Bonsoir,
Vous imaginez bien que n'étant pas un spécialiste, juste un inquiet des conséquences du réchauffement climatique, je ne fais qu'essayer de répondre à vos critiques en lisant la documentation disponible au sujet des centrales solaires orbitales, qui a mes yeux semble un concept viable, qui mérite qu'on en parle, étant donné le sujet de la discussion.
Comme vous avez la critique facile, et ce n'est pas du tout un reproche, cela me permet de tester le concept en profondeur, afin, pourquoi pas, de poser les questions difficiles à de véritables spécialistes lorsque nous les aurons identifiés.
À ce propos, la question de la précision du calibrage émetteur-récepteur est intéressante, ainsi que celle du mouvement orbital complet pour arrivé au 98% de disponibilité (en base annuelle) que j'ai pu lire dans la documentation.
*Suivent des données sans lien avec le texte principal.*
PR #10872, opened 2020-10-15
ENH:  Calculate WCS pixel area and scales as Quantity

### LINKED ISSUE #6523: Should proj_plane_pixel_area return a Quantity?
At the moment, the ``astropy.wcs.proj_plane_pixel_area`` function returns a value in square degrees, but just as a value. I think we really should be returning a Quantity to avoid confusion. However, breaking backward compatibility may be problematic if we suddenly start returning Quantity. Maybe we could deprecate and rename the function to avoid nasty surprises? Or we could add a variant of the function that returns a quantity? The same applies to ``proj_plane_pixel_scales``.

pllim:
### Description

This pull request is to implement new `WCS` methods that return pixel scales and area as `Quantity`.

I am not convinced that the low-level functions in `utils` should be deprecated. If people like the non-Quantity stuff, they are free to use them still.

I am also not convinced that we should force the outputs to be in arcsec. If `cunit` says `'deg'`, I think it is reasonable to return degrees. People can easily convert to arcsec at their own leisure.

I also took the liberty to fix some PEP 8 stuff, so I know if I accidentally introduced new violation or not (I try not to). In that process, I also found a duplicate test function, which I deleted here.

If you disagree, we can discuss during the review process.

Fixes #6523

### DIFF
--- a/astropy/wcs/wcs.py
+++ b/astropy/wcs/wcs.py
@@ -2452,13 +2452,13 @@ reduce these to 2 dimensions using the naxis kwarg.
 
     def proj_plane_pixel_scales(self):
         """Same as :func:`astropy.wcs.utils.proj_plane_pixel_scales`
-        but returns a `~astropy.units.Quantity`.
+        but returns a list of `~astropy.units.Quantity`.
 
         """
         from astropy.wcs import utils as wcs_utils  # Avoid circular import
         val = wcs_utils.proj_plane_pixel_scales(self)
         units = [u.Unit(x) for x in self.wcs.cunit]
-        return u.Quantity(list(map(operator.mul, val, units)))
+        return list(map(operator.mul, val, units))  # Can have different units
 
     def proj_plane_pixel_area(self):
         """Same as :func:`astropy.wcs.utils.proj_plane_pixel_area`
--- a/astropy/wcs/wcs.py
+++ b/astropy/wcs/wcs.py
@@ -2477,7 +2477,7 @@ reduce these to 2 dimensions using the naxis kwarg.
 
         """  # noqa: E501
         from astropy.wcs.utils import proj_plane_pixel_scales  # Avoid circular import
-        values = proj_plane_pixel_scales(self.celestial)
+        values = proj_plane_pixel_scales(self)
         units = [u.Unit(x) for x in self.wcs.cunit]
         return [value * unit for (value, unit) in zip(values, units)]  # Can have different units
 
--- a/astropy/wcs/wcs.py
+++ b/astropy/wcs/wcs.py
@@ -77,8 +77,8 @@ if _wcs is not None:
 
     if not _wcs._sanity_check():
         raise RuntimeError(
-        "astropy.wcs did not pass its sanity check for your build "
-        "on your platform.")
+            "astropy.wcs did not pass its sanity check for your build "
+            "on your platform.")
 
     WCSBase = _wcs._Wcs
     DistortionLookupTable = _wcs.DistortionLookupTable
@@ -370,7 +370,7 @@ class WCS(FITSWCSAPIMixin, WCSBase):
        be raised by the constructor, not when subsequently calling a
        transformation method.
 
-    """
+    """  # noqa: E501
 
     def __init__(self, header=None, fobj=None, key=' ', minerr=0.0,
                  relax=True, naxis=None, keysel=None, colsel=None,
@@ -498,7 +498,7 @@ class WCS(FITSWCSAPIMixin, WCSBase):
             self.naxis = wcsprm.naxis
 
             if (wcsprm.naxis != 2 and
-                (det2im[0] or det2im[1] or cpdis[0] or cpdis[1] or sip)):
+                    (det2im[0] or det2im[1] or cpdis[0] or cpdis[1] or sip)):
                 raise ValueError(
                     """
 FITS WCS distortion paper lookup tables and SIP distortions only work
@@ -597,7 +597,8 @@ reduce these to 2 dimensions using the naxis kwarg.
 
         # Construct a list of dimensions from the original WCS in the order
         # in which they appear in the final WCS.
-        keep = [cname_uuid.index(cname) if cname in cname_uuid else None for cname in copy.wcs.cname]
+        keep = [cname_uuid.index(cname) if cname in cname_uuid else None
+                for cname in copy.wcs.cname]
 
         # Restore the original CNAMEs
         copy.wcs.cname = ['' if i is None else self.wcs.cname[i] for i in keep]
@@ -654,7 +655,7 @@ reduce these to 2 dimensions using the naxis kwarg.
 
         self.wcs.set_pv([])
         warnings.warn("Removed redundant SCAMP distortion parameters " +
-            "because SIP parameters are also present", FITSFixedWarning)
+                      "because SIP parameters are also present", FITSFixedWarning)
 
     def fix(self, translate_units='', naxis=None):
         """
@@ -749,7 +750,8 @@ reduce these to 2 dimensions using the naxis kwarg.
                     # do not require a header parameter
                     naxis1, naxis2 = self.pixel_shape
                 except (AttributeError, TypeError):
-                    warnings.warn("Need a valid header in order to calculate footprint\n", AstropyUserWarning)
+                    warnings.warn(
+                        "Need a valid header in order to calculate footprint\n", AstropyUserWarning)
                     return None
             else:
                 naxis1 = header.get('NAXIS1', None)
@@ -807,8 +809,9 @@ reduce these to 2 dimensions using the naxis kwarg.
                 dis = header[distortion].lower()
                 if dis == 'lookup':
                     del header[distortion]
-                    assert isinstance(fobj, fits.HDUList), ('An astropy.io.fits.HDUList'
-                                'is required for Lookup table distortion.')
+                    assert isinstance(fobj, fits.HDUList), (
+                        'An astropy.io.fits.HDUList'
+                        'is required for Lookup table distortion.')
                     dp = (d_kw + str(i)).strip()
                     dp_extver_key = dp + '.EXTVER'
                     if dp_extver_key in header:
@@ -842,10 +845,11 @@ reduce these to 2 dimensions using the naxis kwarg.
             return (tables.get(1), tables.get(2))
 
     def _read_d2im_old_format(self, header, fobj, axiscorr):
-        warnings.warn("The use of ``AXISCORR`` for D2IM correction has been deprecated."
-                      "`~astropy.wcs` will read in files with ``AXISCORR`` but ``to_fits()`` will write "
-                      "out files without it.",
-                      AstropyDeprecationWarning)
+        warnings.warn(
+            "The use of ``AXISCORR`` for D2IM correction has been deprecated."
+            "`~astropy.wcs` will read in files with ``AXISCORR`` but ``to_fits()`` will write "
+            "out files without it.",
+            AstropyDeprecationWarning)
         cpdis = [None, None]
         crpix = [0., 0.]
         crval = [0., 0.]
@@ -886,7 +890,6 @@ reduce these to 2 dimensions using the naxis kwarg.
             return
         dist = 'D2IMDIS'
         d_kw = 'D2IM'
-        err_kw = 'D2IMERR'
 
         def write_d2i(num, det2im):
             if det2im is None:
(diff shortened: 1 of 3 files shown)


astropy/wcs/wcs.py
```diff
@@ -886,7 +891,6 @@ def _write_det2im(self, hdulist):
             return
         dist = 'D2IMDIS'
         d_kw = 'D2IM'
-        err_kw = 'D2IMERR'
```
pllim, line 889: Note: Not used.

astropy/wcs/wcs.py
```diff
@@ -1008,10 +1012,10 @@ def _write_distortion_kw(self, hdulist, dist='CPDIS'):
 
         if dist == 'CPDIS':
             d_kw = 'DP'
-            err_kw = 'CPERR'
+            # err_kw = 'CPERR'
```
pllim, line 1015: Also not used. But somehow here I commented instead of deleting. I should be consistent, but I want to hear what others say first.

astropy/wcs/wcs.py
```diff
@@ -2446,6 +2450,26 @@ def sip_foc2pix(self, *args):
...
+        return u.Quantity(list(map(operator.mul, val, units)))
+
+    def proj_plane_pixel_area(self):
+        """Same as :func:`astropy.wcs.utils.proj_plane_pixel_area`
+        but returns a `~astropy.units.Quantity`.
+
+        """
+        from astropy.wcs import utils as wcs_utils  # Avoid circular import
+        val = wcs_utils.proj_plane_pixel_area(self)
+        unit = u.Unit(self.wcs.cunit[0]) * u.Unit(self.wcs.cunit[1])  # 2D only
```
astrofrog, line 2470: This should probably error if not 2D?

astrofrog (dismissed):
I remember why these were separate functions - it is because for the area at least I think this was mainly intended for celestial WCS. We should test this with non-celestial WCS to see if it produces nonsensical results. If so, then we might want to raise an error if the WCS is not celestial?

astropy/wcs/wcs.py
pllim: `astropy.wcs.utils.proj_plane_pixel_area` already checks it.

astropy/wcs/wcs.py
mhvk: Just delete it!

pllim:
I added a test, but I am no WCS expert, so if there are other cases to consider, please let me know.

astropy/wcs/wcs.py
```diff
@@ -2446,6 +2450,26 @@ def sip_foc2pix(self, *args):
...
 
+    def proj_plane_pixel_scales(self):
+        """Same as :func:`astropy.wcs.utils.proj_plane_pixel_scales`
+        but returns a list of `~astropy.units.Quantity`.
+
+        """
+        from astropy.wcs import utils as wcs_utils  # Avoid circular import
+        val = wcs_utils.proj_plane_pixel_scales(self)
+        units = [u.Unit(x) for x in self.wcs.cunit]
+        return list(map(operator.mul, val, units))  # Can have different units
```
mhvk, line 2461: I know it is the same thing, but to me the following is clearer:
```
return [value * unit for (v, unit) in zip(values, units)]
```

astropy/wcs/wcs.py
```diff
@@ -2446,6 +2450,26 @@ def sip_foc2pix(self, *args):
...
+
+    def proj_plane_pixel_area(self):
+        """Same as :func:`astropy.wcs.utils.proj_plane_pixel_area`
+        but returns a `~astropy.units.Quantity`.
+
+        """
+        from astropy.wcs import utils as wcs_utils  # Avoid circular import
+        val = wcs_utils.proj_plane_pixel_area(self)
```
mhvk, line 2469: Maybe use `value`? (total nitpick)

astropy/wcs/wcs.py
```diff
@@ -2446,6 +2450,26 @@ def sip_foc2pix(self, *args):
         """.format(docstrings.TWO_OR_MORE_ARGS('2', 8),
                    docstrings.RETURNS('pixel coordinates', 8))
 
+    def proj_plane_pixel_scales(self):
+        """Same as :func:`astropy.wcs.utils.proj_plane_pixel_scales`
+        but returns a list of `~astropy.units.Quantity`.
+
+        """
+        from astropy.wcs import utils as wcs_utils  # Avoid circular import
+        val = wcs_utils.proj_plane_pixel_scales(self)
```
mhvk, line 2459: Maybe use `values`? (More total nitpicking...)

mhvk (commented):
This looks good to me! Agreed with @astrofrog about the pixel area, though I think the code as written should give sensible results (even if the units are "Å arcsec" or so...). So, left are only the most picky of nits!

And agree very much not to enforce a particular unit for the output but rather assume the writers of the file knew what the preferred unit was.

astropy/wcs/wcs.py
pllim: Is this check insufficient?

https://github.com/astropy/astropy/blob/4eef52a1c95471b837949c5a8f862a01e4ca1bfa/astropy/wcs/utils.py#L390-L392

If we need to add more check, I feel like it has to be added inside the `utils` function, not the high-level method wrapper.

astropy/wcs/wcs.py
pllim: Done. I thought I was pretty progressive in using 3 chars, but apparently not progressive enough. 😸

pllim:
p.s. Failures are unrelated. Will need to rebase after #10874 is merged.

pllim:
Update: Rebased and tests passed. Please let me know if I overlooked any comments. Thanks for the reviews!

astropy/wcs/wcs.py
```diff
@@ -2446,6 +2448,26 @@ def sip_foc2pix(self, *args):
         """.format(docstrings.TWO_OR_MORE_ARGS('2', 8),
                    docstrings.RETURNS('pixel coordinates', 8))
 
+    def proj_plane_pixel_scales(self):
+        """Same as :func:`astropy.wcs.utils.proj_plane_pixel_scales`
+        but returns a list of `~astropy.units.Quantity`.
+
+        """
+        from astropy.wcs import utils as wcs_utils  # Avoid circular import
```
mcara, line 2456: Why not move the code from `utils.py` here as `_ proj_plane_pixel_scales()` and then call it from both functions? Doing this, I think, would avoid the need for this import within the method.

astropy/wcs/wcs.py
```diff
@@ -2446,6 +2448,26 @@ def sip_foc2pix(self, *args):
...
+        values = wcs_utils.proj_plane_pixel_scales(self)
+        units = [u.Unit(x) for x in self.wcs.cunit]
+        return [value * unit for (value, unit) in zip(values, units)]  # Can have different units
+
+    def proj_plane_pixel_area(self):
+        """Same as :func:`astropy.wcs.utils.proj_plane_pixel_area`
+        but returns a `~astropy.units.Quantity`.
+
+        """
+        from astropy.wcs import utils as wcs_utils  # Avoid circular import
```
mcara, line 2466: Same as in https://github.com/astropy/astropy/pull/10872/files#r506769107

astropy/wcs/wcs.py
```diff
@@ -2446,6 +2448,26 @@ def sip_foc2pix(self, *args):
         """.format(docstrings.TWO_OR_MORE_ARGS('2', 8),
                    docstrings.RETURNS('pixel coordinates', 8))
 
+    def proj_plane_pixel_scales(self):
+        """Same as :func:`astropy.wcs.utils.proj_plane_pixel_scales`
+        but returns a list of `~astropy.units.Quantity`.
+
+        """
```
mcara, line 2455: If this function is going to be the new "workhorse", and also because it is a method of the main class `WCS` from this sub-package, I think it would be better to simply copy the docstring from the `utils` function and maybe make a mention like "For unit-un-aware version - see ..." (something like that)?

mhvk: :+1: - and one can have a `See Also` section to refer the the unit unaware function.

astropy/wcs/wcs.py
```diff
@@ -33,6 +33,7 @@
 import io
 import itertools
 import os
+import operator
```
mhvk, line 36: I think you may not need `operator` any more since you followed my recommendation!

astropy/wcs/wcs.py
mcara: @pllim I did not do any timing tests on this specific PR, but I do not think the answer from https://stackoverflow.com/a/32151422 is accurate. The benchmark does not compare timings of global import vs local import.

I did a quick test on a function that uses numpy's `sin()` to do a simple computation:

#### Local import
```python
In [1]: def f(x):
   ...:     from numpy import sin
   ...:     return sin(x)
   ...:

In [2]: %timeit f(0.5)
1.08 µs ± 10.5 ns per loop (mean ± std. dev. of 7 runs, 1000000 loops each)

In [3]: exit
```

#### Global import
```
In [1]: from numpy import sin

In [2]: def f(x):
   ...:     return sin(x)
   ...:

In [3]: %timeit f(0.5)
587 ns ± 7.57 ns per loop (mean ± std. dev. of 7 runs, 1000000 loops each)
```

pllim: Let's use a more realistic example:

```python
>>> from astropy.io import fits
>>> from astropy.utils.data import get_pkg_data_filename
>>> from astropy.wcs import WCS

>>> path = get_pkg_data_filename("data/dist_lookup.fits.gz", package='astropy.wcs.tests')
>>> with fits.open(path) as hdulist:
...     w = WCS(hdulist[1].header, hdulist)

>>> # Time this first before wcs.utils import below.
>>> # This was done in IPython. I just have a habit to use >>> in markdown.
>>> %timeit w.proj_plane_pixel_scales()
87.6 µs ± 78.8 ns per loop (mean ± std. dev. of 7 runs, 10000 loops each)

>>> from astropy.wcs.utils import proj_plane_pixel_scales
>>> # Same calculation as the class method
>>> def proj_this(w):
...     values = proj_plane_pixel_scales(w)
...     units = [u.Unit(x) for x in w.wcs.cunit]
...     return [value * unit for (value, unit) in zip(values, units)]

>>> # Time the standalone function
>>> # This was done in IPython. I just have a habit to use >>> in markdown.
>>> %timeit proj_this(w)
87.1 µs ± 149 ns per loop (mean ± std. dev. of 7 runs, 10000 loops each)
```

Okay, that's 0.5 microseconds improvement in something that takes 87 microseconds to calculate. Is this small improvement worth the extra code complexity in moving the `utils` functions completely out of `utils` just to avoid circular import while being able to do module level import?

mcara: I do not think the code is more complex, it is easier to read (follow), and it is faster. I suspect that is the reason why my older phone is "getting slower" :)

mcara: Could you, please, for completeness, benchmark `utils.proj_plane_pixel_scales(w)`. I am getting like 1/3 of your timing.

pllim: What's the point of that? It doesn't apply units, so it is like comparing orange to apple.

astropy/wcs/wcs.py
```diff
@@ -2449,22 +2448,83 @@ def sip_foc2pix(self, *args):
...
+            A vector of projection plane increments corresponding to each
+            pixel side (axis).
+
+        See Also
+        --------
+        astropy.wcs.utils.proj_plane_pixel_scales
+
+        """  # noqa: E501
+        from astropy.wcs.utils import proj_plane_pixel_scales  # Avoid circular import
+        values = proj_plane_pixel_scales(self.celestial)
```
pllim, line 2480: Re-reading the docstring again, I think this is more correct? That is, by passing in `self.celestial` instead of `self`?

astropy/wcs/wcs.py
pllim: Ops, good catch!

pllim:
I think I have addressed all the comments thus far, except for the suggestion for moving out stuff out of `utils.py`, as I am still not convinced it is worth the effort if the little extra local import is the only thing causing it to happen.

astropy/wcs/wcs.py
mcara: There is nothing conceptually wrong with passing the "entire" `self`. Let's say `self` has 2 celestial axes and one spectral. This function would return something like `CDELT` for each axis. It should be fine. I think you should pass the whole WCS object.

pllim: Ah, okay, I'll change it back then. This snippet from the `utils` docstring confused me.

```rst
    .. note::
        In order to compute the scales corresponding to celestial axes only,
        make sure that the input `~astropy.wcs.WCS` object contains
        celestial axes only, e.g., by passing in the
        `~astropy.wcs.WCS.celestial` WCS object.
```

mcara: That is just to direct the reader what to do if that is what they want (i.e., to get the scale _only_ for celestial axes and exclude non-celestial axes)

mcara: For the "area", it is highly unlikely that anyone would want to compute the area of 1 celestial axis and 1 spectral axis, even though mathematically one can do anything they want. Or, I am not sure most people would find it useful to compute the "volume" of a 2D celestial axes X 1D spectral. Probably, in most cases, user would want to separate these kind of axes but I may be wrong. If there is demand to compute volumes, let me know.

I personally find `proj_plane_pixel_scales` less useful than `proj_plane_pixel_area` because the later is used to approximate "mean pixel scale" (**geometric mean**) which, I personally find more useful than knowing scale along each axes. It also can be used to equalize pixel intensity when displaying an image (like it is done in FLT images).

pllim: I did use `proj_plane_pixel_scales` when I was scratching my head over spacetelescope/stginga#205 😸

mcara (approved):

pllim:
@astrofrog , do you still have objection to this PR?

pllim:
I'll take silence as "no objection".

Il est vrai que pendant quelques heures par jour, le flux est quasi équivalent dans l'espace et à la surface de la Terre. C'est encore une fois sans tenir compte des cycles jour/nuit, des saisons, de la poussières sur les panneaux photovoltaïques, etc...
Le spatial orbital 261 Watts par mètre carré 98 % du temps (en moyenne annuelle), même la nuit. Autrement dit, la nuit on a pas besoin de laisser d'autres centrales polluantes produire l'énergie que des panneaux solaires classiques ne pourraient pas fournir.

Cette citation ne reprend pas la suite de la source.